Daily Archives: February 9, 2016

The She-Devil And Me

PE

I was chatting to one of my best friends yesterday and our conversation turned to exercise, most especially me and my hurt machine. I mean, that’s going quite well, I’m up to forty minutes now without feeling like I’m going to collapse when I climb off. I’d go so far as to say I don’t even mind the first 15 minutes or so. Steady on, I’m not saying I enjoy it…I just don’t mind it, let’s not get carried away.

When I look back, my dislike of exercise was baked in by the time I hit my teens, despite getting off to a promising start. I remember my gym teacher at junior school, he was a lovely man with infinite patience, especially since I single handedly shattered his dreams of leading the gym team to victory in the annual schools’ competition. I didn’t do anything wrong as such when I joined gym club, in fact I gave it my all.

Sadly, I could barely pull out of a forward roll without grunting. My leotard regularly got swallowed by my butt cheeks, and I had a habit of changing my mind at the last minute whenever I was required to have both feet off the ground at the same time. Given that the majority of our routines demanded that very thing, I’m afraid I rather cramped their style. But what I lacked in ability I made up for in comedy value and enthusiasm, and I was part of the team.

It was a different story at senior school. My PE teacher was the she-devil. And she hated me for having the audacity to be fat. I mean that woman despised me, and there began five years of double-lesson Thursday afternoon hell. I remember standing up on the hockey field shivering my nuts off in the middle of winter, with corned beef legs topped off by a short blue skirt which barely covered my arse. The she-devil insisted on putting me in goal since I pretty much filled the net…I’d never known misery like it.

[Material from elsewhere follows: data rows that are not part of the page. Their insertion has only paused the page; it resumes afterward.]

PR #7872, opened 2020-04-13
Avoid infinite loop when autocorrecting with Style/IfUnlessModifier

alexdowad:
`Style/IfUnlessModifier` can autocorrect long lines which use an if/unless modifier to
`if...end` form. It can also autocorrect `if...end` form to modifier form if the body
is only a single line.

Obviously, there is the potential for an infinite autocorrect loop here. The cop tried
to avoid that by checking whether the `if...end` conditional would overflow the maximum
length of a line if converted to modifier form.

However, the check is based only on the size of the conditional code itself and not
*other* statements which may follow after `end`, like this:

    if condition
      do_this
    end; other_statement; yet_another

This (hideous) code could result from an autocorrect of something like this:

    do_this if condition; other_statement; yet_another

So the cop still can and does cause infinite loops. A simple solution is to avoid
flagging long lines which use if/unless modifiers *if* there are other statements
following on the same line. Of course, such long lines are still a problem; but we can
allow `Layout/LineLength` to flag them rather than `Style/IfUnlessModifier`.


bbatsov:
The build is currently failing.

alexdowad:
Sorry about that.

bbatsov:
Thanks!

PR #7873, opened 2020-04-13
Update docs for TrailingCommaInArguments cop

mtamhankar1:
The existing documentation for the `no_comma` option does not clearly indicate that the cop requires that there is no comma present. It only states that a comma is not required.

Also, there is a grammatical error in the existing documentation.


bbatsov:
Thanks!

PR #7883, opened 2020-04-17
[Fix #7860] Change `AllowInHeredoc` option of `Layout/TrailingWhitespace` to `true`

### LINKED ISSUE #7860: Auto correct should not automatically remove trailing whitespace in heredoc
Back in 2017 https://github.com/rubocop-hq/rubocop/issues/4517 raised the issue that trailing whitespaces should not be marked as offences in heredoc strings.

This resulted in https://github.com/rubocop-hq/rubocop/pull/5777 which added a new config option to prevent the cop from complaining.

Whilst this seems like a good fix, it still means that when running auto correct, it will remove trailing spaces automatically, which could result in a change in logic.

Take the below for example:

```
require 'digest'

my_string = <<~END
Whitespace here: 
END

sha = Digest::SHA2.new(256).hexdigest my_string
expected_sha = "74788f79010cd7a165e6df2e91013ce72903696bca4d42989de97c3150b89db2"

puts "authenticated" if expected_sha == sha

```

This will print "authenticated" before running `rubocop --auto-correct`, but will fail after.

I've had a similar issue in production where we had to verify a signed string and to test I used an example provided string, which had trailing whitespace. Running `rubocop --auto-correct` broke the tests.

--------

## Expected behavior

Running `rubocop --auto-correct` should not remove the trailing whitespace.

## Actual behavior

The whitespace is removed

See the script above

## RuboCop version

0.81.0

koic:
Fixes #7860.

This PR changes `AllowInHeredoc` option of `Layout/TrailingWhitespace` to `true` by default. The default behavior will be more safe.

-----------------

* [ ] Added tests.

### DIFF
--- a/config/default.yml
+++ b/config/default.yml
@@ -1295,8 +1295,8 @@ Layout/TrailingWhitespace:
   StyleGuide: '#no-trailing-whitespace'
   Enabled: true
   VersionAdded: '0.49'
-  VersionChanged: '0.55'
-  AllowInHeredoc: false
+  VersionChanged: '0.83'
+  AllowInHeredoc: true
 
 #################### Lint ##################################
 ### Warnings
--- a/CHANGELOG.md
+++ b/CHANGELOG.md
@@ -6,6 +6,10 @@
 
 * [#7882](https://github.com/rubocop-hq/rubocop/pull/7882): Fix `Style/CaseEquality` when `AllowOnConstant` is `true` and the method receiver is implicit. ([@rafaelfranca][])
 
+### Changes
+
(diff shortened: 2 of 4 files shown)


config/default.yml
```diff
@@ -1295,8 +1295,8 @@ Layout/TrailingWhitespace:
   StyleGuide: '#no-trailing-whitespace'
   Enabled: true
   VersionAdded: '0.49'
-  VersionChanged: '0.55'
-  AllowInHeredoc: false
+  VersionChanged: '0.83'
```
koic, line 1298: This value may be `1.0`. I will change it when the next version is decided.

bbatsov:
Are changes to the cop's documentation needed as well?

koic:
Ah, I was forgetting it. I updated it!

bbatsov:
Thanks!

PR #7887, opened 2020-04-17
Ignore --parallel when passed with incompatible option

trevorrjohn:
Allow setting of parallel and combination with incompatible options. Will output a warning if combined but still execute without the `--parallel` option enabled.

https://github.com/rubocop-hq/rubocop/issues/7544

-----------------

* [ ] Added tests.

### DIFF
--- a/lib/rubocop/options.rb
+++ b/lib/rubocop/options.rb
@@ -320,9 +320,9 @@ module RuboCop
       return unless @options.key?(:parallel)
 
       if @options[:cache] == 'false'
-        raise OptionArgumentError, '-P/--parallel uses caching to speed up ' \
-                                   'execution, so combining with --cache ' \
-                                   'false is not allowed.'
+        @options.delete(:parallel)
+        warn '-P/--parallel uses caching to speed up execution, so combining '\
+             'with --cache false will ignore --parallel.'
       end
 
       validate_parallel_with_combo_option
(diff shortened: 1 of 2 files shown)


trevorrjohn:
This is a WIP, I just wanted some feedback if this is a route we could go.

jonas054:
I'm not sure. Is there a situation where changing the arguments given to `rubocop` would be hard for the user, so that automatically removing incompatible options is of real value?

trevorrjohn:
So the way I would use it, would be have my config default to run parallel and if I provided an incompatible option like `auto_fix` it could just ignore the parallel option. That being said maybe this needs to be another argument, something like `--ignore-incompatible` which would be more explicit for the user.

jonas054:
I remain unconvinced. :slightly_smiling_face: The `--ignore-incompatible` option doesn't make a huge difference. Ignoring certain options because they are incompatible with others is a bit weird IMO - not what you would expect from any tool. Reporting the error and exiting keeps the complexity down.

trevorrjohn:
I do agree it is a bit strange. But I do think for a tool usability is one of the most important features and right now it feels very rigid. Maybe it isn't rubocops job to manage this complexity though.

jonas054:
I'm closing the PR, hoping that's OK.

PR #7888, opened 2020-04-18
[Fix #7790] Set options in ConfigLoader earlier

### LINKED ISSUE #7790: --ignore-parent-exclusion does not work if --parallel is used
The switch `--ignore-parent-exclusion` seems to be ignored if `--parallel` is also present.

--------

## Expected behavior

The following commands should always inspect the same number of files:

```
rubocop --ignore-parent-exclusion
rubocop --ignore-parent-exclusion --parallel
```

## Actual behavior

Adding `--parallel` seems to disable the effect of `--ignore-parent-exclusion`.

```
.
├── .rubocop.yml
└── subdir
    ├── .rubocop.yml
    └── test.rb
```

Content of `.rubocop.yml`:
```
AllCops:
  Exclude:
    - "subdir/*"
```

Content of `subdir/.rubocop.yml`:
```
AllCops:
  Exclude:
    - "foobar"
```

This is the output of running Rubocop with different switches, from inside the `subdir` directory:

* `rubocop`: "0 file inspected"
* `rubocop --parallel`: "0 file inspected"
* `rubocop --ignore-parent-exclusion`: "1 file inspected"
* `rubocop --ignore-parent-exclusion --parallel`: "0 files inspected"

**NOTE:** to be fair, I'm not even sure why I need to use the `--ignore-parent-exclusion` flag, as I'm not specifying `inherit` in the config file inside `subdir`, so I would expect Rubocop to use that file and ignore the config file in the parent directory.

## RuboCop version

```
$ rubocop -V
0.80.1 (using Parser 2.7.0.2, running on ruby 2.5.1 x86_64-darwin18)
```

jonas054:
Transferring options to the `ConfigLoader` must be done before we validate the `--parallel` flag against configuration. Since we cache the configuration when reading it to perform validation, the cached configuration will not take all the given options into account, which leads to different behavior when running the actual inspection if the `--parallel` flag is given.

### DIFF
--- a/CHANGELOG.md
+++ b/CHANGELOG.md
@@ -5,6 +5,7 @@
 ### Bug fixes
 
 * [#7882](https://github.com/rubocop-hq/rubocop/pull/7882): Fix `Style/CaseEquality` when `AllowOnConstant` is `true` and the method receiver is implicit. ([@rafaelfranca][])
+* [#7790](https://github.com/rubocop-hq/rubocop/issues/7790): Fix `--parallel` and `--ignore-parent-exclusion` combination. ([@jonas054][])
 
 ### Changes
 
--- a/lib/rubocop/cli.rb
+++ b/lib/rubocop/cli.rb
@@ -35,6 +35,7 @@ module RuboCop
       if @options[:init]
         run_command(:init)
       else
+        set_options_to_config_loader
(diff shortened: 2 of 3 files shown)


koic:
Thank you!

PR #7890, opened 2020-04-19
[Fix #7881] Call act_on_options earlier in CLI#run()

### LINKED ISSUE #7881: --parallel disables --force-default-config
It seems like the `--parallel`-switch breaks using `--force-default-config` when `inherited_from` uses a broken / unavailable URL. 

This is probably related to #7790

--------

## Expected behavior

In a project with a local `.rubocop.yml`, running 
```
rubocop --parallel --force-default-config .
```
should ignore the config given in `.rubocop.yml`

## Actual behavior

```
rubocop --parallel --force-default-config .
```
still uses the local `.rubocop.yml`. The same applies to using `--config /dev/null` instead of `--force-default-config` 

- Create a project with a local `.rubocop.yml` config
- Make sure the config uses `inherit_from` with an unresolvable URL. 
- Compare running rubocop with `--force-default-config` and `--force-default-config --parallel`

Alternatively use the example project at https://github.com/defsprite/rubocop-bug

## RuboCop version

```
🌀 rubocop -V
0.82.0 (using Parser 2.7.0.2, running on ruby 2.6.5 x86_64-darwin19)
```

jonas054:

And to cap it all, you then had to strip bare naked and shower with thirty other girls who were cutting their teeth on the whole bitchy vibe you know? I think I claimed to be on a period every week for at least five years in order to avoid that particular horror. To be fair, there’s no wonder the asshole voice can reel off excuse after excuse why I can’t do shit, he listened to me all those years and I was awesome at excuses.

So I guess that’s why exercise doesn’t top the list of my favourite things to do. Although having said that, last time I was a skinny string bean I enjoyed cycling. And whilst my bike hasn’t made it out of the garden shed for the last six years at least, come summer I’m all over it. Need to lose a bit more first, I mean it’s a sturdy bike but there are limits, right? It wasn’t designed with Shamu in mind.